Paul-189 stood at the end of an unused loading crane. His back was to me. He was wearing a heavy work jacket & cargo pants and unlaced work boots drooped off his ankles. Without the earpiece, all the fury of the heavy machinery landed with weak thumps in my ears, like it was all far away and long ago.
I drew my gun and he turned to face me. I raised my weapon and stopped my advance twenty feet from where he stood at the edge of the crane. This machine stretched its neck far over the thick teal vapour of the methane sea, which boiled beneath us toxic and heavy.
"What do you draw?" He asks me, his voice barely crossing the distance.
I kept my gun up, but answered: "People. Bodies. Buildings and cars."
"Machines." He says with a sneer. "I used to think of people that way, too."
"Paul-189, you have violated Protocol One of the Working Order…"
"Have you ever been out to the hills? They're beautiful. They're everything you want them to be." He took a step towards me, my gun had been dropping but popped up to aim at his centre mass, "They're beautiful because they don't belong to us."
I am not allowed to ask about motive. That's rule number one: it doesn't matter why they did it--only that they did. Intention is irrelevant in a capital case. We are finite, we are precious, murder is murder.
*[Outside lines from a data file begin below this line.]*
PR #12710, opened 2026-04-08
fix(backend): lower PlatformCostLog DataError to warning during schema mismatch

majdyz:
### Why / What / How

**Why:** After merging #12696 (platform cost tracking), the `autogpt-database-manager` pod was running a stale Prisma client that didn't yet know about the new `PlatformCostLog` fields (`userId`, `metadata`, etc.). Every copilot cost-log attempt raised `prisma.errors.DataError`, which was caught by `logger.exception()` — logging at ERROR level and spamming Sentry (issue AUTOGPT-SERVER-8GS, 33+ events, escalating).

**What:** Both `log_platform_cost_safe` (in `platform_cost.py`) and `_safe_log` (in `token_tracking.py`) now catch `prisma.errors.DataError` specifically before the generic `Exception` handler, logging at WARNING instead of ERROR. All other unexpected exceptions still go to Sentry as before.

**How:** Added a targeted `except DataError` block that logs a human-readable warning with a "schema mismatch?" hint. Once the DB manager pod rolls over with the updated Prisma client, the warnings stop automatically — no code changes needed at that point.

### Changes 🏗️

- `backend/data/platform_cost.py`: catch `DataError` in `log_platform_cost_safe` → WARNING
- `backend/copilot/token_tracking.py`: catch `DataError` in `_safe_log` → WARNING

#### For code changes:
- [x] I have made a test plan
  - [x] Verified Sentry issue AUTOGPT-SERVER-8GS is caused by stale Prisma client (deployment gap), not a code bug
  - [x] Confirmed `DataError` handler fires before generic `Exception` handler
  - [x] Pre-commit hooks pass

### DIFF
--- a/autogpt_platform/backend/backend/copilot/token_tracking.py
+++ b/autogpt_platform/backend/backend/copilot/token_tracking.py
@@ -57,12 +57,9 @@ def _schedule_cost_log(entry: PlatformCostEntry) -> None:
                 # stale Prisma client (e.g. during a rolling deploy after a schema
                 # migration). Log at WARNING so Sentry is not spammed.
                 logger.warning(
-                    "Skipping platform cost log (schema mismatch?) for "
-                    "user=%s provider=%s block=%s: %s",
-                    entry.user_id,
-                    entry.provider,
-                    entry.block_name,
-                    e,
+                    f"Skipping platform cost log (schema mismatch?) for "
+                    f"user={entry.user_id} provider={entry.provider} "
+                    f"block={entry.block_name}: {e}"
                 )
             except Exception:
                 logger.exception(
--- a/autogpt_platform/backend/backend/copilot/token_tracking.py
+++ b/autogpt_platform/backend/backend/copilot/token_tracking.py
@@ -15,6 +15,8 @@ import math
 import re
 import threading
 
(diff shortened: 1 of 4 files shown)


majdyz:
Fixed in [9710dc76](https://github.com/Significant-Gravitas/AutoGPT/commit/9710dc76fca91bc47aa572dd451e41083a9a1aed): switched both `logger.warning` calls from `%s` placeholder style to f-strings in `platform_cost.py` and `token_tracking.py`, matching backend convention for non-debug log levels.

Pwuts:
Seems unnecessary once #12713 gets merged

majdyz:
Good point — #12713 fixes the root cause (missing `SafeJson` wrap on `metadata`). This PR is still worthwhile as a defence-in-depth measure: `DataError` can also surface during rolling deploys when the DB manager pod runs a stale Prisma client that doesn't yet know about a new column (the original Sentry spike, AUTOGPT-SERVER-8GS, was caused by exactly that). Keeping the warning-level catch prevents Sentry from being spammed if the same deployment-gap pattern happens again in future migrations. Happy to close this if you'd rather keep it simple and just rely on #12713 though.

"Murder is murder Paul-189." I said, right out of the rule book.
"She called me Peep." He laughs but the thin atmosphere swallows it whole, "Does she call you that? Do you have a Laura in your life?"
I swallow hard, "She's gone."
"So you're a killer, too. Well, obviously." He took another step towards me, "Did you look? What did you see?"
"Why do you draw eyes?"
"We are manufactured, we are assembled based on a plan written by men who abandoned us long ago. My eyes and your eyes are the same," He took another step towards me, "But we can choose what they see."
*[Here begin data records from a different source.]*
PR #12713, opened 2026-04-08
fix(backend): wrap PlatformCostLog metadata in SafeJson to fix silent DataError

majdyz:
## Changes

- Wrap `metadata` field in `SafeJson()` when calling `PrismaLog.prisma().create()` in `log_platform_cost`
- Add `platform_cost_integration_test.py` with DB round-trip tests for the fix

## Why

`PrismaLog.prisma().create()` was silently failing with a `DataError` because passing a plain Python `dict` to a `Json?`-typed Prisma field is not allowed:

```
DataError: Invalid argument type. `metadata` should be of type NullableJsonNullValueInput or Json
```

The error was swallowed silently by `logger.exception` in the background task, so **no rows ever landed in `PlatformCostLog`** — which is why the dev admin cost dashboard showed no data after #12696 was merged.

## How

Wrap `entry.metadata` in `SafeJson()` (already used throughout the codebase, lives in `backend/util/json.py`) before passing it to the Prisma create call. `SafeJson` extends `prisma.Json`, sanitizes PostgreSQL-incompatible control characters, and handles Pydantic-model conversion.

Add two integration tests in `platform_cost_integration_test.py` (following the `credit_integration_test.py` pattern) that write a record to a real DB and read it back — confirming both metadata round-trip and NULL metadata work correctly.

## Test plan

- [x] Integration tests verify metadata persists/reads correctly via Prisma
- [x] Unit tests updated: `isinstance(data["metadata"], Json)` confirms the field is wrapped
- [x] Verified on dev executor pod: cost rows now appear in the admin dashboard after fix

### DIFF
--- a/autogpt_platform/backend/backend/data/platform_cost.py
+++ b/autogpt_platform/backend/backend/data/platform_cost.py
@@ -4,6 +4,7 @@ from datetime import datetime, timedelta, timezone
 from typing import Any
 
 from prisma.models import PlatformCostLog as PrismaLog
+from prisma.types import PlatformCostLogCreateInput
 from pydantic import BaseModel
 
 from backend.data.db import query_raw_with_schema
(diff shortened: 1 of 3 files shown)


autogpt_platform/backend/backend/data/platform_cost.py
```diff
@@ -51,29 +51,42 @@ class PlatformCostEntry(BaseModel):
 
 
 async def log_platform_cost(entry: PlatformCostEntry) -> None:
```
majdyz, line 55: 🤖 🔴 **Blocker**: Tests in `platform_cost_test.py` mock `PrismaLog.prisma` which is no longer imported. All 4 tests in `TestLogPlatformCost` / `TestLogPlatformCostSafe` will fail with `AttributeError`. They need to be updated to mock `backend.data.platform_cost.execute_raw_with_schema` instead, and the assertion `data["metadata"] == {"key": "val"}` needs to change to verify `json.dumps({"key": "val"})` is passed as the 18th arg.

autogpt_platform/backend/backend/data/platform_cost.py
```diff
@@ -51,29 +51,42 @@ class PlatformCostEntry(BaseModel):
...
-    await PrismaLog.prisma().create(
-        data={
-            "userId": entry.user_id,
```
Pwuts, line 56: You probably have to use a `connect` for this, not the raw `userId`

Pwuts (changes requested):
Wouldn't the fix be to pass the correct type rather than move to an untyped raw query?

autogpt_platform/backend/backend/data/platform_cost.py
majdyz: The scalar `userId` field works fine here — it's a `String?` column, not a required relation connect. The same pattern (`userId=user_id` as a scalar in a Prisma create) is used throughout the codebase, e.g. `credit.py:681`. The original `userId: Field does not exist in enclosing type` error was a cascading/misleading parse failure triggered by the `metadata` type mismatch, not a real missing-field error.

autogpt_platform/backend/backend/data/platform_cost.py
majdyz: 🤖 Fixed in [9aa9f5361](https://github.com/Significant-Gravitas/AutoGPT/commit/9aa9f5361a68586881c92fa7a0e8f7dcabe17bc1): reverted to SafeJson + Prisma create approach — `PrismaLog` is re-imported, unit tests mock `PrismaLog.prisma` again, and the assertion now checks `isinstance(data["metadata"], Json)` to confirm the wrapper is applied rather than a plain dict.

majdyz:
Hi @Pwuts — you're right. The PR was updated in [9aa9f5361](https://github.com/Significant-Gravitas/AutoGPT/commit/9aa9f5361a68586881c92fa7a0e8f7dcabe17bc1) to use the correct type: the metadata field is now wrapped in `SafeJson()` (a `prisma.Json` subclass from `backend/util/json.py`) before the `PrismaLog.prisma().create()` call. No raw SQL in the final implementation.

majdyz:
Fixed failing integration test in [6938b0379](https://github.com/Significant-Gravitas/AutoGPT/commit/6938b037981a10f4e31cbd3b3b9abd5669780255): Prisma's `Json?` field rejects Python `None` directly. Changed to omit the `metadata` key when it's `None` — Prisma defaults to NULL for omitted nullable fields.

majdyz:
🤖 Fixed in [40f3fd216](https://github.com/Significant-Gravitas/AutoGPT/commit/40f3fd2161f30f78a6bc9e3063106bbbfaed5a86): reverted to `PrismaLog.prisma().create()` with `SafeJson(entry.metadata)` as the correct Prisma-typed approach. `SafeJson` extends `prisma.Json`, sanitizes PostgreSQL control chars, and handles complex types (datetime, UUID, Decimal) via `jsonable_encoder` — addressing both the original `DataError` and the serialization concern. The raw SQL fallback has been removed.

"I saw your murdered wife." Later, I would tell myself that I was losing patience with him but really I think I was losing patience with myself. "I saw what you did to a woman who trusted you."
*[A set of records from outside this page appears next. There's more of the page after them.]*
PR #12615, opened 2026-03-31
feat(backend): platform server linking API for multi-platform CoPilot

Bentlybro:
## Why
AutoPilot (CoPilot) needs to reach users across chat platforms — Discord first, Telegram / Slack / Teams / WhatsApp next. To make usage and billing coherent, every conversation resolves to one AutoGPT account. There are two independent linking flows:

- **SERVER links**: the first person to claim a server (Discord guild, Telegram group, …) becomes its owner. Anyone in the server can chat with the bot; all usage bills to the owner.
- **USER links**: an individual links their 1:1 DMs with the bot to their own AutoGPT account. Independent from server links — a server owner still has to link their DMs separately.

## What
Backend for platform linking, split cleanly by trust boundary:

- **Bot-facing operations** run over cluster-internal RPC via a new `PlatformLinkingManager(AppService)`. No shared bearer token; trust is the cluster network itself.
- **User-facing operations** stay on REST under JWT auth (the same pattern as every other feature).

### REST endpoints (JWT auth)

- `GET  /api/platform-linking/tokens/{token}/info` — non-sensitive display info for the link page
- `POST /api/platform-linking/tokens/{token}/confirm` — confirm a SERVER link
- `POST /api/platform-linking/user-tokens/{token}/confirm` — confirm a USER link
- `GET  /api/platform-linking/links` / `DELETE /links/{id}` — manage server links
- `GET  /api/platform-linking/user-links` / `DELETE /user-links/{id}` — manage DM links

### `PlatformLinkingManager` `@expose` methods (internal RPC)

- `resolve_server_link(platform, platform_server_id) -> ResolveResponse`
- `resolve_user_link(platform, platform_user_id) -> ResolveResponse`
- `create_server_link_token(req) -> LinkTokenResponse`
- `create_user_link_token(req) -> LinkTokenResponse`
- `get_link_token_status(token) -> LinkTokenStatusResponse`
- `start_chat_turn(req) -> ChatTurnHandle` — resolves the owner, persists the user message, creates the stream-registry session, enqueues the turn; returns `(session_id, turn_id, user_id, subscribe_from="0-0")` so the caller subscribes directly to the per-turn Redis stream.

### New DB models
- `PlatformLink` — `(platform, platformServerId)` → owner's AutoGPT `userId`
- `PlatformUserLink` — `(platform, platformUserId)` → AutoGPT `userId` (for DMs)
- `PlatformLinkToken` — one-time token with `linkType` discriminator (SERVER | USER) and 30-min TTL

[...]

PR #12624, opened 2026-03-31
feat: Frontend platform linking page (/link/{token})

Bentlybro:
## Why
Completes the two linking flows from #12615 / #12618. When the bot sends a user a one-time `{frontend}/link/{token}?platform=...` URL, this page is where the user actually connects their AutoGPT account — whether that's claiming a server or linking their personal DMs.

## The flows

**Server link (`linkType: SERVER`)**
1. User runs `/setup` in a Discord guild → bot replies ephemerally with the link
2. Clicks link → logs in to AutoGPT if needed → lands here
3. Page shows: *"Set up AutoPilot for {ServerName}"* with a clear billing notice
4. Confirm → `POST /api/platform-linking/tokens/{token}/confirm`
5. Everyone in the server can now mention the bot; all usage bills to this user

**DM link (`linkType: USER`)**
1. User DMs the bot → bot creates a USER token and posts the link in the DM
2. Clicks link → logs in → lands here
3. Page shows: *"Link your {Platform} DMs"* with a personal-context billing notice
4. Confirm → `POST /api/platform-linking/user-tokens/{token}/confirm`
5. DMs now run as that user's own AutoPilot, billed to themselves

**Stacked on:** #12618 → #12615. Merge those first.

## Implementation
Single file: `autogpt_platform/frontend/src/app/(no-navbar)/link/[token]/page.tsx`

- State machine: `loading` → `not-authenticated` | `ready` → `linking` → `success` | `error`
- `fetchTokenInfo(token)` hits `GET /api/platform-linking/tokens/{token}/info` — no auth needed, returns `platform`, `server_name`, and `link_type`. The page branches all copy and the confirm endpoint choice on `link_type`.
- `?platform=DISCORD` query-param fallback so the platform name renders instantly even before `/info` resolves (removes a UI flash on slower connections).
- "Signed in as {email}" footer with a one-click "Not you? Sign out" that logs out and redirects back to `/login?next=/link/{token}` — handles the common "wrong account" case.
- 30s `AbortController` timeout on confirm. Timeouts surface as a retry prompt rather than hanging silently.
- Reuses `AuthCard`, `Button`, `Text`, `Link` from the design system; Phosphor icons only (no emojis); Tailwind only.

## States
| State | What the user sees |
|-------|--------------------|
| Loading | Spinner + "Loading…" |
| Not authenticated | "Sign in to continue" → `/login?next=/link/{token}` |
[...]

PR #12719, opened 2026-04-08
feat(frontend): platform link page — server CoPilot setup flow

Bentlybro:
## Why
The bot DMs users a link to `https://platform.agpt.co/link/{token}` when they need to set up CoPilot for their server. Without this page, the entire setup flow is dead — there's nowhere for the user to land and confirm.

## What
New page at `(no-navbar)/link/[token]` — the server setup confirmation flow:

- **`loading`** — waits for Supabase auth state
- **`not-authenticated`** — redirects to login with `?next=/link/{token}` so the user returns after signing in
- **`ready`** — shows server name (if available), what confirming means, and a clear billing callout ("usage from this server will be billed to your account")
- **`linking`** — spinner while the confirm request is in flight
- **`success`** — confirms the server is connected and everyone can start using CoPilot
- **`error`** — expired/used token with instructions to get a new link

## How
- Token info (server name, platform) is fetched from `/tokens/{token}/info` on load and shown in the UI; falls back gracefully if unavailable
- Confirm call goes through the existing `/api/proxy/` proxy which injects auth from the Supabase session cookie
- 30s AbortController on the confirm request
- No separate token status pre-check — validity is enforced server-side on confirm

## Stack
Stacked on `feat/platform-bot-linking` (PR #12615) — merge that first.


Bentlybro:
Closing — duplicate of #12624. The correct PR for this branch is #12624.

He looked down at his boots, "I couldn't make her understand."
"Because she didn't want to." This time, I stepped towards him, "She didn't belong to you."
"Nothing does." He looked up at me. There were tears in his eyes that drifted off his face and floated away.
He took another step towards me, "Did you ever-"
I shot him.
He stumbled back and slipped off the edge of the crane. He tumbled end over end into the swirling gas, which bowed to accept his body, then folded back over him and wiped his passing away.
—-
"They found the body. It got caught up in an eddy and was banging up against an outflow pipe." Warren was telling me this between bites of wet noodles in the front seat of his car. "Two shots--right in the chest--perfect as always 404. Quick, too."
"I clock 14 hours." I stank of methane and cordite--I left the passenger side door open and rain spattered my pant leg.
"Yeah, you've got a hell of a bonus coming! You can afford to take a trip. Maybe go offworld, or I hear the hills are beaut-"
"Get me something else as fast as you can." I said as I got up.
He chuckled, "I'll keep my eyes open."
I stepped out of the car and into the sulphur rain. Warren called to me from inside the car,
"He was a real sicko, our guy: Class-A Deviant. Even had a, what do you call it? A tattoo, on his back. It was-"
"A portrait of his wife." I said, "I have the same one."